YARN is a framework for job scheduling and cluster resource management to support Hadoop 2 with generic applications. Upgraded Hadoop is not just simply tied with a MapReduce application for data processing. It can support MPI (mpich2-yarn), graph processing(Apache Giraph, Google Pregel) in a Hadoop YARN cluster.
Tip
Duration 1 hour
Apache Software Foundation (ASF) defines YARN as the next generation of MapReduce or MapReduce 2.0 (MRv2). The main change of MRv2 is the resource management from the programming model of MapReduce. The MRv2 consists of a single master ResourceManager (RM), one slave NodeManager (NM) per cluster-node, and ApplicationMaster (AM) per application. Under YARN, MapReduce is independent as it behaves like a type of available application running in a YARN container.
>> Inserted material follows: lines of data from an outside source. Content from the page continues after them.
PR #1730, opened 2024-09-27
[14.0][ADD] product_pricelist_overcharge_by_amount

christian-ramos-tecnativa:
This module enables adding or subtracting amounts from a final pricelist item, applying rules directly to the price.


product_pricelist_overcharge_by_amount/models/product_pricelist.py
```diff
@@ -0,0 +1,160 @@
...
+        "product.pricelist.overcharge.item",
+        "item_id",
+        "Overcharge Items",
+        help="Only match prices from the selected supplier",
+        copy=True,
+    )
+
+
+class ProductPricelistOverchargeItem(models.Model):
+    _name = "product.pricelist.overcharge.item"
```
rousseldenis, line 46: @Christian-RB Please split one model per file. Thanks

christian-ramos-tecnativa: @rousseldenis Thanks for the review and apologies for the delayed response. AFAIK if the model is used as a `One2many` field in the main model, it was acceptable to include it in the same file. Has this approach changed?

product_pricelist_overcharge_by_amount/models/product_pricelist.py
```diff
@@ -0,0 +1,160 @@
...
+
+    sequence = fields.Integer(string="Sequence", default=1)
+    item_id = fields.Many2one(
+        "product.pricelist.item",
+        "Pricelist Item",
+        ondelete="cascade",
+    )
+    applied_on = fields.Selection(
+        [
+            ("allways", "Allways"),
```
rrebollo, line 56:
```suggestion
            ("always", "Always"),
```
There is a typo

product_pricelist_overcharge_by_amount/models/product_pricelist.py
```diff
@@ -0,0 +1,160 @@
...
+            ("equal", "Equal than"),
+            ("smaller", "Smaller/Equal than"),
+            ("bigger", "Bigger/Equal than"),
+            ("between", "Between"),
+        ],
+        "Apply",
+        default="allways",
```
rrebollo, line 63:
```suggestion
        default="always",
```

product_pricelist_overcharge_by_amount/models/product_pricelist.py
```diff
@@ -0,0 +1,160 @@
...
+            )
+        return True
+
+    def can_be_apply(self, price):
+        """Check if the overcharge is applicable"""
+        self.ensure_one()
+        if hasattr(self, "%s_can_be_apply" % self.applied_on):
+            return getattr(self, "%s_can_be_apply" % self.applied_on)(price)
+
+    def allways_can_be_apply(self, price):
```
rrebollo, line 109:
```suggestion
    def always_can_be_apply(self, price):
```

product_pricelist_overcharge_by_amount/readme/DESCRIPTION.rst
rrebollo, line 1: Thanks a lot for the effort you’ve already put into documenting the addon — really appreciate it!

Since you’re building on top of the standard pricelist functionalities, and given that Odoo Community already handles both surcharge and discount (percentage-based) at the pricelist level, it would really help if the documentation could explicitly highlight **what’s missing in Community that this addon comes to extend or complete**.

Maybe a simple comparison — showing where native stops and where your module steps in — could clarify the functional gap this addresses. I think that would make it much easier for others to understand the specific value this addon brings and in which use cases it would be the right fit.

rrebollo (changes requested):
Code Review: Great work! The code looks good to me (LGTM). Thanks so much for your contribution!  

I’ve left a few mandatory requests — the typo in “allways” is probably the most obvious one — along with some additional suggestions for your consideration. Feel free to address them as you see fit.

Also, runboat is missing.

product_pricelist_overcharge_by_amount/__manifest__.py
```diff
@@ -0,0 +1,17 @@
+# Copyright 2024 Binhex - Christian Ramos
+# License AGPL-3.0 or later (http://www.gnu.org/licenses/agpl).
+{
+    "name": "Amount overcharge in sales pricelists",
+    "summary": "Allows to add/substract amount to the final priceslists price",
+    "version": "14.0.0.1.0",
```
edescalona, line 6: Hi @Christian-RB, wouldn't the version be 14.0.1.0.0? Thanks for your contribution.

edescalona (changes requested):

PR #1737, opened 2024-10-01
[17.0][FIX] product_print_category: Fix user has no group

bosd:
on rule: print category rule user

```
WARNING odoo odoo.addons.base.models.ir_model: Rule Print Category Rule User has no group, this is a deprecated feature. Every access-granting rule should specify a group. 
```

To silenece warning in odoo logger.


bosd:
@rf-ife Can you please review? :pray:

legalsylvain (approved):
Make sense.

rf-ife (approved):

PR #1739, opened 2024-10-03
[16.0][FIX] product_cost_security: apply the same logic on the label

etobella:
@luisDIXMIT


sergio-teruel (approved):

pedrobaeza (approved):
/ocabot merge minor

yajo:
I'm testing this in the runboat previous to the merge. This was the case with permission:

image

And this, without permission:

image

So, although the PR is theoretically correct because it hides the label together with the field... that was already happening before, right? So what is this actually doing?

PR #1745, opened 2024-10-10
[18.0] [MIG] product_pricelist_supplierinfo

marielejeune:


JordiBForgeFlow:
Hi @pedrobaeza @marielejeune We have proposed to rename 'margin' to 'markup'. 
https://github.com/acsone/product-attribute/pull/9

Markup =  (sales price - cost) / cost 
Margin = (sales price - cost) / sales price

See https://www.investopedia.com/ask/answers/102714/whats-difference-between-profit-margin-and-markup.asp

pedrobaeza:
Well, as here we are doing sales pricelists, we are not talking about costs, but the sales margin you want. It's a very common nomenclature to call it "margin over cost".

JordiBForgeFlow:
Pedro, the problem is that the spanish equivalent to 'Markup' is 'Margen
sobre coste'. But you cannot translate this spanish term to english
literally, but as Markup.

JordiBForgeFlow:
Besides, it's important to name it correctly to avoid confusion, as the
calculation being made is the Markup, not the margin

product_pricelist_supplierinfo/models/product_supplierinfo.py
```diff
@@ -0,0 +1,21 @@
...
+        default=0,
+        digits=(16, 2),
+        help="Margin to apply on price to obtain sale price",
+    )
+
+    def _get_supplierinfo_pricelist_price(self):
+        self.ensure_one()
+        sale_price = self.price
+        if self.sale_margin:
+            sale_price = (self.price + (self.price * (self.sale_margin / 100))) or 0.0
```
florian-dacosta, line 20: Since v17, there is a discount field on supplierinfo and a `price_discounted`
If you want to sale a product depending on the price you buy it, this is the price_discounted that should be used, right ?
Or at least, if not by default, it should be an option in the module ?
What do you think ? @pedrobaeza @JordiBForgeFlow @marielejeune

pedrobaeza: Yeah, I think it should be included in this module.

CLaurelB: Hello, and sorry to jump in, but maybe a field named like `no_supplierinfo_discount` could work, similar to the existing field `no_supplierinfo_min_quantity`: https://github.com/OCA/product-attribute/blob/5c4e5f6c/product_pricelist_supplierinfo/models/product_pricelist_item.py#L15.

The idea would be to use this field to bypass the discount in the supplier info, passing its value here as a parameter: https://github.com/OCA/product-attribute/blob/5c4e5f6c/product_pricelist_supplierinfo/models/product_template.py#L44

so that you can select between `self.price` and `self.price_discounted` using `no_supplierinfo_discount` as a validation here: https://github.com/OCA/product-attribute/blob/5c4e5f6c/product_pricelist_supplierinfo/models/product_supplierinfo.py#L16

This could be implemented in version 17.0.

Regards.

product_pricelist_supplierinfo/views/product_supplierinfo_view.xml
```diff
@@ -0,0 +1,38 @@
...
+
+    <record id="product_supplierinfo_tree_view" model="ir.ui.view">
+        <field name="name">product.supplierinfo.tree.view.pricelist</field>
+        <field name="model">product.supplierinfo</field>
+        <field name="inherit_id" ref="product.product_supplierinfo_tree_view" />
+        <field name="arch" type="xml">
+            <field name="price" position="after">
+                <field
+                    name="sale_margin"
+                    string="Sale margin"
```
CLaurelB, line 12: Maybe "Sale Margin (%)" to make it clearer, similar to the discount field: https://github.com/odoo/odoo/blob/75571a66/addons/product/models/product_supplierinfo.py#L65

marielejeune:
Superseeded by https://github.com/OCA/product-attribute/pull/1837

PR #1753, opened 2024-10-29
[18.0][MIG] product_medical: Migration to 18.0

LucasTran380381:
Changes:

- remove string redundant in fields
- remove migrations directory 
- change tree view to list view


ivantodorovich (approved):

TDu (approved):

sebalix (approved):

rousseldenis (approved):
Code review.

Even if some fields in product template should maybe include 'medical' in their names to avoid possible conflicts

LucasTran380381:
> Code review.
> 
> Even if some fields in product template should maybe include 'medical' in their names to avoid possible conflicts

@rousseldenis could you explain possible conflict ?

sebalix (commented):
Getting back on my first review: there are two pre-commit commits, and the 2nd one is bumping the version number wrongly, then it's reverted in the migration commit afterwards. This has to be fixed.

Regarding a "medical" prefix for fields that could conflicts with other non-medical topics, this is a good improvement indeed. Can you handle this with the proper migration script? :pray:

LucasTran380381:
> Getting back on my first review: there are two pre-commit commits, and the 2nd one is bumping the version number wrongly, then it's reverted in the migration commit afterwards. This has to be fixed.
> 
> Regarding a "medical" prefix for fields that could conflicts with other non-medical topics, this is a good improvement indeed. Can you handle this with the proper migration script? 🙏

@sebalix thanks for your suggestion. I added migrations script and fixed commit

product_medical/models/product_template.py
```diff
@@ -7,34 +7,36 @@
...
     )
-    doc_lot_related = fields.Boolean(string="Lot Related", default=False)
-    doc_validity_date = fields.Date(string="Validity Date")
-    ce_certificate_medical_class_ids = fields.Many2many(
+    medical_doc_lot_related = fields.Boolean(string="Lot Related", default=False)
+    medical_doc_validity_date = fields.Date(string="Validity Date")
+    medical_ce_certificate_medical_class_ids = fields.Many2many(
         "ir.attachment",
-        relation="product_ce_certificate_medical_class_rel",
+        relation="product_medical_ce_certificate_medical_class_rel",
```
simahawk: These changes of relation tables are not migrated AFAIS.

product_medical/migrations/18.0.1.0.0/pre-migrate.py
```diff
@@ -0,0 +1,42 @@
...
+}
+
+
+def _rename_fields(env):
+    openupgrade.rename_fields(
+        env,
+        [
+            (
+                model_name,
+                model_name.replace(".", "_"),
```
sebalix: This conversion is not always true, to get the name of the table, that would be better to use `env[model_name]._table`, but at the same time:
- using the registry in a pre script is sometimes not a good idea
- no issue here for `product.template` data model, that will work

So not blocking :man_shrugging:

product_medical/models/product_template.py
```diff
@@ -7,34 +7,36 @@
...
         column1="product_template_id",
         column2="attachment_id",
         string="Declaration of Conformity",
     )
-    doc_lot_related = fields.Boolean(string="Lot Related", default=False)
-    doc_validity_date = fields.Date(string="Validity Date")
-    ce_certificate_medical_class_ids = fields.Many2many(
+    medical_doc_lot_related = fields.Boolean(string="Lot Related", default=False)
+    medical_doc_validity_date = fields.Date(string="Validity Date")
+    medical_ce_certificate_medical_class_ids = fields.Many2many(
```
sebalix: We could name it `medical_ce_certificate_class_ids` I guess, removing the second `medical` occurrence.

product_medical/models/product_template.py
sebalix: `product_medical_ce_certificate_class_rel` based on my previous comment

product_medical/views/product_template.xml
```diff
@@ -19,22 +19,22 @@
                         <group name="conformity_left" string="Categories">
                             <field name="medical_class_id" />
                             <field name="medicine_category_id" />
-                            <field name="ppe_category_id" />
```
sebalix: We should rename the `conformity` page to `medical_conformity` still to avoid conflicts with other modules

sebalix (approved):
Tested on runboat, LG.
Regarding migration script, I could not test it but if something doesn't work we'll fix it ASAP anyway.

PR #1757, opened 2024-11-04
[16.0][FW] [14.0][FIX] product_stock_state : product_template_view

henrybackman:
Port of #1066 from 14.0 to 16.0.

PR #1760, opened 2024-11-06
[FIX] uom_category_active: CI is broken. because onchange doesn't raise an error

legalsylvain:
Swith from an onchange logic to an create / write logic to be sure to handle all the cases.

For the time being, several 16.0 are blocked because CI is broken. 

https://github.com/OCA/product-attribute/pull/1757
https://github.com/OCA/product-attribute/pull/1657


simahawk (approved):
LG

henrybackman (approved):

PR #2020, opened 2025-07-10
[18.0][MIG] product_supplierinfo_import_by_barcode > product_supplierinfo_import: Migration to 18.0

victoralmau:
Migration to 18.0

Please @carlos-lopez-tecnativa and @juancarlosonate-tecnativa can you review it?

@Tecnativa TT54470


product_supplierinfo_import_by_barcode/models/product_supplierinfo_import_template.py
```diff
@@ -0,0 +1,71 @@
...
+                for h in self.template_line_ids.mapped("header_name")
+            ]
+            + [self.search_header_name]
+        )
+
+    @api.constrains("sheet_number")
+    def _check_integer_value(self):
+        for record in self:
+            if record.sheet_number < 1:
+                raise ValidationError(_("The Sheet Number cannot be less than 1."))
```
carlos-lopez-tecnativa:
```suggestion
                raise ValidationError(self.env._("The Sheet Number cannot be less than 1."))
```

product_supplierinfo_import_by_barcode/models/product_supplierinfo_import_template.py
```diff
@@ -0,0 +1,71 @@
...
+class ProductSupplierInfoImportTemplateLine(models.Model):
+    _name = "product.supplierinfo.import.template.line"
+    _description = "Vendor import columns and fields"
+
+    template_id = fields.Many2one(comodel_name="product.supplierinfo.import.template")
+    header_name = fields.Text(
+        help="Copy it directly from the origin cell so it matches right"
+    )
+    field_id = fields.Many2one(
+        comodel_name="ir.model.fields", domain=[("model", "=", "product.supplierinfo")]
```
carlos-lopez-tecnativa: I think this should only display storable fields. What do you think?

carlos-lopez-tecnativa: These two fields must be marked as required (either at the field level or in the view) to prevent the user from creating a line with these fields empty and later getting errors like this:
image

product_supplierinfo_import_by_barcode/readme/ROADMAP.md
```diff
@@ -0,0 +1 @@
+Rename the module in future migrations to product_supplierinfo_import.
```
carlos-lopez-tecnativa: What about this rename? Can it be done in this migration?

product_supplierinfo_import_by_barcode/tests/test_product_supplierinfo_import_by_barcode.py
```diff
@@ -0,0 +1,317 @@
...
+    def _import_supplierinfo_file(
+        self, file_path, supplier, delay=0, create_new_products=True
+    ):
+        """ "Helper: import an excel file for testing"""
+        return self.env["product.supplierinfo.import"].create(
+            {
+                "supplierinfo_filename": file_path,
+                "supplierinfo_file": self._data_file(file_path),
+                "supplier_id": supplier.id,
+                "date_start": fields.Date.today(),
```
carlos-lopez-tecnativa: In business code, I prefer to use `context_today` to prevent mistakes with time zones. In test-related code, it's not very important, but it can cause tests to fail at certain hours if you use it in any assert. If you can update it to my suggestion, that would be great, but it's not blocking.
```suggestion
                "date_start": fields.Date.context_today(),
```

product_supplierinfo_import_by_barcode/wizards/product_supplierinfo_import.py
```diff
@@ -0,0 +1,288 @@
...
+    _description = "Import supplier info records"
+
+    supplier_id = fields.Many2one(
+        comodel_name="res.partner",
+        string="Supplier",
+        compute="_compute_supplier_id",
+        store=True,
+        readonly=False,
+    )
+    date_start = fields.Date(string="Validity", required=True)
```
carlos-lopez-tecnativa: I don't understand this field. In the sample template used in the test, I see a column for `Start Date`.
image
I created a field mapping to use this column with the `Start Date` field, but it’s ignored, `date_start` is used in this case.
image
So, does that mean I can never use `Start Date` in the field mapping?
I expected it to use the value from the file, and if no mapping field exists, then use this field.
What do you think?

product_supplierinfo_import_by_barcode/wizards/product_supplierinfo_import.py
```diff
@@ -0,0 +1,288 @@
...
+            lambda x: x.sudo().field_id.name == "product_name"
+        ).header_name
+        vendor_product_name = row_data.get(
+            vendor_product_name_header,
+            _("%(code)s (product imported)", code=search_value),
+        )
+        product_data = {
+            "created_from_supplierinfo_import": True,
+            "name": vendor_product_name,
+            "purchase_ok": False,
```
carlos-lopez-tecnativa: Just to clarify, if I import data and new products are created, why are these new products not marked as `purchase_ok=True`?
Isn't it more likely that these products will be used in the purchase flow?
I expected this field to be set to True.
image

product_supplierinfo_import_by_barcode/wizards/product_supplierinfo_import.py
```diff
@@ -0,0 +1,288 @@
...
+            "sale_ok": False,
+            search_field: search_value,
+        }
+        try:
+            product = self.env["product.template"].create(product_data)
+            product.message_post(
+                body=_("Created from supplier price list import"),
```
carlos-lopez-tecnativa:
```suggestion
                body=self.env._("Created from supplier price list import"),
```

product_supplierinfo_import_by_barcode/wizards/product_supplierinfo_import.py
```diff
@@ -0,0 +1,288 @@
...
+            context = {}
+        context.update({"visible_product_tmpl_id": False})
+        return {
+            "name": "Imported supplier infos",
+            "type": "ir.actions.act_window",
+            "view_mode": "list",
+            "res_model": "product.supplierinfo",
+            "domain": domain,
+            "context": context,
+            "help": _(
```
carlos-lopez-tecnativa:
```suggestion
            "help": self.env._(
```

carlos-lopez-tecnativa (changes requested):
Additionally, could you add some templates and field mappings as demo data (using the Excel files used in the test) to facilitate manual testing and save time?

pedrobaeza:
/ocabot migration product_supplierinfo_import_by_barcode

This module should be renamed to `product_supplierinfo_import`.

product_supplierinfo_import_by_barcode/wizards/product_supplierinfo_import.py
victoralmau: IMO this is an error because the code does not indicate that it is intentional, therefore, I have changed it.

product_supplierinfo_import_by_barcode/models/product_supplierinfo_import_template.py
victoralmau: The field that must be required is `header_name` (already changed). The field `field_id` is optional.

product_supplierinfo_import_by_barcode/wizards/product_supplierinfo_import.py
victoralmau: IMO this is somewhat intentional because the date (`date_start`) from the wizard is used (in the template if you notice the field is not mapped), maybe a good idea would be to not allow to select that field to avoid confusion.

product_supplierinfo_import/security/ir.model.access.csv
```diff
@@ -1,4 +1,4 @@
 id,name,model_id:id,group_id:id,perm_read,perm_write,perm_create,perm_unlink
-product_supplierinfo_import_by_barcode.access_product_supplierinfo_import_template,access_product_supplierinfo_import_template,product_supplierinfo_import_by_barcode.model_product_supplierinfo_import_template,base.group_user,1,1,1,1
-product_supplierinfo_import_by_barcode.access_product_supplierinfo_import_template_line,access_product_supplierinfo_import_template_line,product_supplierinfo_import_by_barcode.model_product_supplierinfo_import_template_line,base.group_user,1,1,1,1
-product_supplierinfo_import_by_barcode.access_product_supplierinfo_import,access_product_supplierinfo_import,product_supplierinfo_import_by_barcode.model_product_supplierinfo_import,base.group_user,1,1,1,1
+product_supplierinfo_import.access_product_supplierinfo_import_template,access_product_supplierinfo_import_template,product_supplierinfo_import.model_product_supplierinfo_import_template,base.group_user,1,1,1,1
```
pedrobaeza: You don't need to put the full XML-ID here.

product_supplierinfo_import/tests/test_product_supplierinfo_import.py
```diff
@@ -28,72 +27,7 @@ def setUpClass(cls):
...
-                            "header_name": "Final",
-                            "field_id": cls.env.ref(
-                                "product.field_product_supplierinfo__price"
-                            ).id,
-                        }
-                    ),
-                ],
-            }
-        )
+        cls.import_template_2 = cls.env.ref("product_supplierinfo_import.template_2")
```
pedrobaeza: Don't use demo data in tests. It's OK to have both things, but each one should be independent.

pedrobaeza (changes requested):

product_supplierinfo_import/tests/test_product_supplierinfo_import.py
victoralmau: This suggestion again? We have already discussed it other times, and we each have totally opposite opinions. 
Is there any guideline that explicitly forbids this? Is this comment just a suggestion or something blocking?

I'm not going to debate any more about this, what you decide will be what will be done from now on in all PRs, modules and reviews. 

I will **NOT** duplicate code or maintain duplicate code, therefore, if this is finally necessary, I will remove the demo data and leave only the data in the test setup.

pedrobaeza: Yes, it's a guideline:

https://github.com/OCA/odoo-community.org/blob/master/website/Contribution/CONTRIBUTING.rst#avoid-relying-on-demo-data

victoralmau: I do not read there that this is forbidden, it indicates that it is recommended to create the data in the tests (and is related to not using demo data from core modules). In any case there is no problem, if you prefer I will delete the demo data and problem solved. 

I will take this suggestion into account from now on for all OCA modules.

pedrobaeza: @victoralmau demo data are not duplicated code against test code.

Both are intended for different things. Mixing both, in one hand, it makes you to touch in 2 places when something changes across versions, just to make tests to work.

In the other, it makes that if you are running tests locally, and you have modified such demo data, tests will fail and drives you crazy to discover the problem.

That's why it's very advisable to separate both. The guideline is not strictly forbidding it, as most of the guidelines are recommendations.

Check for example this one: https://github.com/OCA/odoo-community.org/blob/master/website/Contribution/CONTRIBUTING.rst#614avoid-dynamic-dates. That one is something that you wouldn't do ever, but it's redacted also with the words "avoid".

In this specific module, I would put demo data if we accompany them with a sample Excel, and mentioning this in the README, but one trouble is that the Excel should be accessible in runboat. The goal of the demo data is to provide easy setup to test things by users.

victoralmau: Okay, I'm not going to argue my case for using demo data defined in the module itself, because I've done so before. "_Any change_" made to the data will most likely cause almost any test in any module to fail, so that argument has always seemed very weak to me.

That said, no problem. I'll keep in mind from now on not to use demo data in tests to avoid the same change being suggested over and over again, and also not to create demo data to avoid "defining the same data" twice.

pedrobaeza (approved):

product_supplierinfo_import/wizards/product_supplierinfo_import.py
```diff
@@ -0,0 +1,288 @@
...
+                )
+            sheet = workbook.sheet_by_index(template.sheet_number - 1)
+            header_values = self._parse_header(sheet.row_values(template.header_offset))
+            if set(header_values) == header:
+                self.template_id = template
+                return header_values
+        if not self.template_id:
+            raise UserError(
+                self.env._(
+                    f"No matching template for these header columns.\n"
```
carlos-lopez-tecnativa, line 89: No format string is necessary in this line.
```suggestion
                    "No matching template for these header columns.\n"
```

carlos-lopez-tecnativa (approved):
LGTM

PR #2023, opened 2025-07-11
[FIX][18.0] product_sticker: Show stickers on one attribute value products with create variant

Shide:
If you configure a product template with an attribute with one value that creates variants, the product.product won't have attribute value data since it's the only one created.

With this fix, those products will show stickers properly.

MT-10848 @moduon @chienandalu @yajo @Andrii9090 @u0f please review if you want 😄


product_sticker/tests/common.py
```diff
@@ -5,6 +5,8 @@
 
 from odoo.tests import common, tagged
 
+# TODO: Hacer los tests para los stickers que solo tienen un atributo
+
```
chienandalu: It's done, isn't it? :slightly_smiling_face: 

```suggestion
```

product_sticker/models/product_sticker.py
```diff
@@ -206,7 +206,12 @@ def _get_stickers(self, products, extra_domain=None):
         no_variant_attribute_lines = product_templates.attribute_line_ids.filtered(
             lambda al: al.attribute_id.create_variant == "no_variant"
         )
-        pp_pavs = products.product_template_variant_value_ids.product_attribute_value_id
+        pp_pavs = self.env["product.attribute.value"].browse()
+        for product in products:
+            if product.product_template_variant_value_ids:
+                pp_pavs |= product.product_template_variant_value_ids.product_attribute_value_id  # noqa: E501
```
chienandalu, line 213: Binary union tends to be less efficient than regular agreggation in my experience
```suggestion
                pp_pavs += product.product_template_variant_value_ids.product_attribute_value_id  # noqa: E501
```

product_sticker/models/product_sticker.py
```diff
@@ -206,7 +206,12 @@ def _get_stickers(self, products, extra_domain=None):
...
+            else:
+                pp_pavs |= product.product_template_attribute_value_ids.attribute_line_id.value_ids  # noqa: E501
```
chienandalu, line 215:
```suggestion
                pp_pavs += product.product_template_attribute_value_ids.attribute_line_id.value_ids  # noqa: E501
```

chienandalu (changes requested):
Code review. Just some tiny changes. Also: missing commit message and task

product_sticker/models/product_sticker.py
yajo: suggestion: actually you can do all in one shot:


```suggestion
        products_with_variants = products.filtered("product_template_variant_value_ids")
        pp_pavs = products_with_variants.product_template_variant_value_ids.product_attribute_value_id | (products - products_with_variants).product_template_attribute_value_ids.attribute_line_id.value_ids
```

product_sticker/models/product_sticker.py
yajo: However, in this case, if another product has the same attribute value, sum it would create duplicates, right? Thus I think it's better as it is, or with my other suggestion below.

yajo (approved):

product_sticker/models/product_sticker.py
Shide: As @yajo said, I don't want duplicates. Just a set of recordsets.

product_sticker/models/product_sticker.py
Shide: I think is less confusing if I use an if statement. I've added a comment to describe the first part of the IF

product_sticker/models/product_sticker.py
chienandalu: Ok, makes sense. Just be aware the larger the recordset (thoundans of records) the larger the performance drawback of the union, as an `OrderedSet` is being made every time

chienandalu (commented):
There's no commit message with the changes

Shide:
> There's no commit message with the changes

What changes? The only relevant commit is the "Show stickers on one attribute value products with create variant"

chienandalu (approved):
> What changes? The only relevant commit is the "Show stickers on one attribute value products with create variant"

Simply the description in the PR would suffice

chienandalu (approved):
:smile: :+1:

YARN is an abbreviation for Yet Another Resource Negotiator which was addressed in January 2008 from https://issues.apache.org/jira/browse/MAPREDUCE-279
The Scheduler is responsible for allocating resources to the various running applications subject to familiar constraints of capacities, queues etc. The scheduler is responsible for deciding which tasks get to run where and when to run them. Capacity - Allocates resources to pools, with FIFO scheduling within each pool. The CapacityScheduler supports hierarchical queues to allow for more predictable sharing of cluster resources Fair - Allocates resources to weighted pools, with fair sharing within each pool. llocates resources based on arrival time.
The second part of the Resource Manager, called the Application Manager, receives job submissions and manages to launch the Application Master. The Application Manager handles failures of the Application Master, while the Application Master handles failures of job containers. The Application Master then is really an application-specific container charged with management of containers running the actual tasks of the job.
Resource Container memory, cpu, disk, network etc.
NodeManager (NM) is a YARN service that manages resources and deployment on a cluster node. NM is separated from TaskTracker from MR1 and now NM is responsible for launching containers, each of which can house a map or reduce task. NM is YARN’s per-node agent and takes care of the individual compute nodes in a Hadoop cluster. This includes keeping up-to date with the ResourceManager (RM), overseeing containers’ life-cycle management; monitoring resource usage (memory, CPU) of individual containers, tracking node-health, log’s management and auxiliary services which may be exploited by different YARN applications.
ApplicationMaster (AM) is for executing shell commands on a set of launched containers using the YARN framework. AM is started on a container by the ResourceManager’s launcher. The first thing that AM needs to do is to connect and register itself with the ResourceManager (RM). The registration sets up information within RM regarding what host:port AM is listening on to provide any form of functionality to a client as well as a tracking URL that a client can use to keep track of status/job history if needed. AM needs to send a heartbeat to RM at regular intervals to inform RM that it is up and alive.
HDFS:
hdfs dfsadmin -report
YARN:
yarn node -list
YARN ResourceManager: 8088
Try to open a web browser with a master node address (IP or hostname):
http://[node address]:8088
YARN NodeManager: 50060
This is for all slaves.
Cloudera and Hortonworks are major vendors of Hadoop. They provide helpful documentation about Hadoop developments.